Required action:
Using the records below, give again exactly the lines from the line that contains "of the response." through the line that contains "## Test Plan", both ends included, and only those.
BEGIN Dataset entries
PR #8426, opened 2026-02-22
fix: exclude kernel memory from server memory stats to prevent double-counting

### LINKED ISSUE #8320: Machine stats card on bare metal host (ie not in container environment) showing higher marimo server and kernel usage than computer memory
### Describe the bug

Image

Unless I am missing something I think it doesn't make sense for total computer memory to be lower than that of the marimo server + kernel.

This should theoretically be independent of https://github.com/marimo-team/marimo/pull/7488 since this is not a container environment.

### Will you submit a PR?

- [ ] Yes

### Environment

<details>

```
ccloud@mars:~/medicaid$ uv run marimo env
{
  "marimo": "0.19.11",
  "editable": false,
  "location": "/home/ccloud/medicaid/.venv/lib/python3.13/site-packages/marimo",
  "OS": "Linux",
  "OS Version": "6.8.0-94-generic",
  "Processor": "x86_64",
  "Python Version": "3.13.12",
  "Locale": "--",
  "Binaries": {
    "Browser": "--",
    "Node": "--",
    "uv": "0.10.2"
  },
  "Dependencies": {
    "click": "8.3.1",
    "docutils": "0.22.4",
    "itsdangerous": "2.2.0",
    "jedi": "0.19.2",
    "markdown": "3.10.2",
    "narwhals": "2.16.0",
    "packaging": "26.0",
    "psutil": "7.2.2",
    "pygments": "2.19.2",
    "pyyaml": "6.0.3",
    "starlette": "0.52.1",
    "tomlkit": "0.14.0",
    "uvicorn": "0.40.0",
    "websockets": "16.0"
  },
  "Optional Dependencies": {
    "loro": "1.10.3",
    "polars": "1.38.1"
  },
  "Experimental Flags": {}
}
```

</details>

### Code to reproduce

```python
import polars as pl

# This file is pretty big, maybe not big enough to fill up the whole 600+GiB of kernel ram but should reproduce it
df = pl.read_parquet('https://console.carolinacloud.io/static/datasets/medicaid-provider-spending.parquet')

# This was just part of my code since the rest relies on a bunch of local data files so let me know if this doesn't actually reproduce the issue and figure something out
```

bxff:
## Summary

Fixes a bug where the usage endpoint reports `server + kernel > total system memory`.

**Problem**: `server_memory` was calculated by summing the main process + all recursive children via `main_process.children(recursive=True)`. Since the kernel process is a child of the server, its memory (and its children's memory) was included in both the `server` and `kernel` fields of the response.

**Fix**: Collect kernel PIDs first, then skip them when summing server memory.

Fixes #8320

## Test Plan

- All 6 existing tests in `test_health.py` pass
- The fix is logically straightforward: reorder the two code blocks and add a `kernel_pids` set filter

### DIFF
--- a/marimo/_server/api/endpoints/health.py
+++ b/marimo/_server/api/endpoints/health.py
@@ -221,31 +221,36 @@ async def usage(request: Request) -> JSONResponse:
         # subsequent calls return delta since last call
         cpu = psutil.cpu_percent(interval=None)
 
-    # Server memory (and children)
-    main_process = psutil.Process()
-    server_memory = main_process.memory_info().rss
-    children = main_process.children(recursive=True)
-    for child in children:
-        try:
-            server_memory += child.memory_info().rss
-        except psutil.NoSuchProcess:
-            pass
-
-    # Kernel memory
+    # Collect kernel PIDs first so we can exclude them from server memory
     kernel_memory: Optional[int] = None
+    kernel_pids: set[int] = set()
     session = AppState(request).get_current_session()
     try:
         if session and (pid := session.kernel_pid()) is not None:
             kernel_process = psutil.Process(pid)
+            kernel_pids.add(kernel_process.pid)
             kernel_memory = kernel_process.memory_info().rss
             kernel_children = kernel_process.children(recursive=True)
             for child in kernel_children:
+                kernel_pids.add(child.pid)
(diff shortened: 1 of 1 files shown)


bxff:

PR #8431, opened 2026-02-23
fix: more sql prepared statements and quoting

mscolnick:
- Fix unsafe SQL identifier construction across ClickHouse, Redshift, Ibis, and DuckDB engines by replacing raw string interpolation with parameterized queries and proper identifier quoting
- Add shared `sql_quoting` module with dialect-aware identifier quoting (double-quote for DuckDB/Redshift/Postgres, backtick for ClickHouse/MySQL) and a parser for quoted fully-qualified table names
- Add `execute_duckdb_sql` helper that supports parameterized queries (`$1`, `$2`, ...) while preserving the kernel globals context that `wrapped_sql` provides

### DIFF
--- a/marimo/_sql/sql_quoting.py
+++ b/marimo/_sql/sql_quoting.py
@@ -56,6 +56,15 @@ def parse_fully_qualified_table_name(
     Raises ValueError for malformed input (unterminated quotes, stray quotes,
     wrong number of parts).
     """
+    # Fast path for simple unquoted identifiers (no quotes)
+    if '"' not in fully_qualified_table_name:
+        parts = fully_qualified_table_name.split(".")
+        if len(parts) != 3:
+            raise ValueError(
+                f"Invalid fully qualified table name: {fully_qualified_table_name}"
+            )
+        return parts[0], parts[1], parts[2]
+
     # Each identifier is either:
     #   - a quoted identifier: "..." with escaped "" inside
     #   - an unquoted identifier: no dots or quotes


marimo/_sql/sql_quoting.py
```diff
@@ -0,0 +1,63 @@
...
+        escaped = identifier.replace('"', '""')
+        return f'"{escaped}"'
+    elif dialect in ("clickhouse", "mysql"):
+        # Backtick style: escape embedded ` as ``
+        escaped = identifier.replace("`", "``")
+        return f"`{escaped}`"
+    else:
+        # Default to double-quote (ANSI SQL standard)
+        escaped = identifier.replace('"', '""')
+        return f'"{escaped}"'
```
Light2Dark: I think maybe we don't want to quote by default. It can fail/treated as literals for certain databasess

marimo/_sql/sql_quoting.py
END Dataset entries
Output of the exercise:
**Problem**: `server_memory` was calculated by summing the main process + all recursive children via `main_process.children(recursive=True)`. Since the kernel process is a child of the server, its memory (and its children's memory) was included in both the `server` and `kernel` fields of the response.

**Fix**: Collect kernel PIDs first, then skip them when summing server memory.

Fixes #8320

## Test Plan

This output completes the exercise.